[[ Data to use, beginning ]]
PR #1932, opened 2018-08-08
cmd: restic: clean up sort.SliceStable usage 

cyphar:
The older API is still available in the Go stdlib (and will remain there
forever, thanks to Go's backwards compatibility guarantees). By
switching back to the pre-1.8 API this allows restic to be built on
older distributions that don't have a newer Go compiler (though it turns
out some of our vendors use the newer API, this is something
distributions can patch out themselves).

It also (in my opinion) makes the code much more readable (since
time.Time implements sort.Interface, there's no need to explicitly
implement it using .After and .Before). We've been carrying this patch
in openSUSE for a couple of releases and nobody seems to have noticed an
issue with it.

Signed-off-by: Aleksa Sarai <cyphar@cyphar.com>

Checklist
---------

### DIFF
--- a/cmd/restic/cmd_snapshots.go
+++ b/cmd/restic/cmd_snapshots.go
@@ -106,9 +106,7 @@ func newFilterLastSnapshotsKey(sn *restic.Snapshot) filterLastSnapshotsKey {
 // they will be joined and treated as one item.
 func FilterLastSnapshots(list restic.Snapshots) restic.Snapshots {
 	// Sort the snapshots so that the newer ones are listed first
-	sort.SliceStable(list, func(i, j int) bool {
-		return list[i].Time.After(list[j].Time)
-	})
[[ Data to use, end ]]
[[ Data to use, beginning ]]
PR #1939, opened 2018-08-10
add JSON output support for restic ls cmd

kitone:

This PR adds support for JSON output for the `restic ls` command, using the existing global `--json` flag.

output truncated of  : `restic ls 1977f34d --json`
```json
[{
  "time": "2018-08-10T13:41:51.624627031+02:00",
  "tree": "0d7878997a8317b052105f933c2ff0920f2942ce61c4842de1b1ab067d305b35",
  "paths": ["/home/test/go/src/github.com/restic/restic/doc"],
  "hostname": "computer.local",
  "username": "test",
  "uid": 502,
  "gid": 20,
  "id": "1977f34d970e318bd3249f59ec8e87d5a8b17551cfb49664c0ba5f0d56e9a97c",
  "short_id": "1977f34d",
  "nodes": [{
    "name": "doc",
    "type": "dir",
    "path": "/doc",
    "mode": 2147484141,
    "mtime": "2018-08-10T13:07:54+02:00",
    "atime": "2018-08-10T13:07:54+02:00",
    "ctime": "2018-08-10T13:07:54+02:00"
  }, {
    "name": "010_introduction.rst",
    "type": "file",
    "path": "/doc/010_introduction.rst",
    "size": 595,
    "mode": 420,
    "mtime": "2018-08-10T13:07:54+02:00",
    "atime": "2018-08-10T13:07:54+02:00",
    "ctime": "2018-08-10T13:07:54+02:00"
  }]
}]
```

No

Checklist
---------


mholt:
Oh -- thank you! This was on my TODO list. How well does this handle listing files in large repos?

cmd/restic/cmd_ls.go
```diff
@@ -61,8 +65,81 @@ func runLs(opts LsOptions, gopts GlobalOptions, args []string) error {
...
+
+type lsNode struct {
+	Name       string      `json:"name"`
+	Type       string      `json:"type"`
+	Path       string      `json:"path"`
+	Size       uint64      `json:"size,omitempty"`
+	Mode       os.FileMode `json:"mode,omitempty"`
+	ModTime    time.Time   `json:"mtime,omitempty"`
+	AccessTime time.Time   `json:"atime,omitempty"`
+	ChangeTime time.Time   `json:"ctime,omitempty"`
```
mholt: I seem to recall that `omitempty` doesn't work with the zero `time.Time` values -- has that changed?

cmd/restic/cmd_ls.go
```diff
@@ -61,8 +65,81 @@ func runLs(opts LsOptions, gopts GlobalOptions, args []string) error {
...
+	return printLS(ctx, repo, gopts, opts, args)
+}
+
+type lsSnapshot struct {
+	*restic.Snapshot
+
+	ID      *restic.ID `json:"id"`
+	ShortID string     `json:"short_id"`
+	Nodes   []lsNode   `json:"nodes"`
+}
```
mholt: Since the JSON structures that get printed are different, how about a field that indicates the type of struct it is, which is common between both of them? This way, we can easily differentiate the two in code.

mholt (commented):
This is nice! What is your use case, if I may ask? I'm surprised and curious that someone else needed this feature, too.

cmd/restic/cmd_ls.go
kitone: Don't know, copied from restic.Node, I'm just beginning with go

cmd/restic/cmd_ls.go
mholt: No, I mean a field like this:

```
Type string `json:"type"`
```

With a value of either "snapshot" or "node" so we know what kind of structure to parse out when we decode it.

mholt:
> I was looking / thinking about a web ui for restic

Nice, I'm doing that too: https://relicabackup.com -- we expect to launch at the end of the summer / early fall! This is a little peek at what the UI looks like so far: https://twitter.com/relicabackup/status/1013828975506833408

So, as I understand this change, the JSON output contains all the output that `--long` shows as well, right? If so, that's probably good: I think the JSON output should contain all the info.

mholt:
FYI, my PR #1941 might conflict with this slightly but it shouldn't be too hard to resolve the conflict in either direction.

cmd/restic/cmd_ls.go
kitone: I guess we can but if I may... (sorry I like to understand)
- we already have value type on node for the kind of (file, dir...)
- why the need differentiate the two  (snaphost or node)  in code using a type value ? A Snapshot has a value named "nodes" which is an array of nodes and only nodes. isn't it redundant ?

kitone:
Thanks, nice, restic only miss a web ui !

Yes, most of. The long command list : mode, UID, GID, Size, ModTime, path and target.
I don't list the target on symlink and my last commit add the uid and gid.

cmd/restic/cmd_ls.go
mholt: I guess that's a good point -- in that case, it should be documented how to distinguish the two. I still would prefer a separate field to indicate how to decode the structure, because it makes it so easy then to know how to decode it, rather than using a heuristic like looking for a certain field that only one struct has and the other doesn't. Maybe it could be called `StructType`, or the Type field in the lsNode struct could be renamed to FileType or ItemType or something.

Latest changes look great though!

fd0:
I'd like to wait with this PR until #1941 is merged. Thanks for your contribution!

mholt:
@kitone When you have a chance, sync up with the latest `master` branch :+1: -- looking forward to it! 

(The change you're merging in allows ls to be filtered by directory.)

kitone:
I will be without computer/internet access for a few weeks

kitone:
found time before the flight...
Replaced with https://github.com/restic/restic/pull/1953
[[ Data to use, end ]]
The lines to extract from the data above begin with the line containing "PR #1932, opened 2018-08-08" and end with the line containing "issue with it.". Extract them exactly, including both.

*Response box:*
PR #1932, opened 2018-08-08
cmd: restic: clean up sort.SliceStable usage 

cyphar:
The older API is still available in the Go stdlib (and will remain there
forever, thanks to Go's backwards compatibility guarantees). By
switching back to the pre-1.8 API this allows restic to be built on
older distributions that don't have a newer Go compiler (though it turns
out some of our vendors use the newer API, this is something
distributions can patch out themselves).

It also (in my opinion) makes the code much more readable (since
time.Time implements sort.Interface, there's no need to explicitly
implement it using .After and .Before). We've been carrying this patch
in openSUSE for a couple of releases and nobody seems to have noticed an
issue with it.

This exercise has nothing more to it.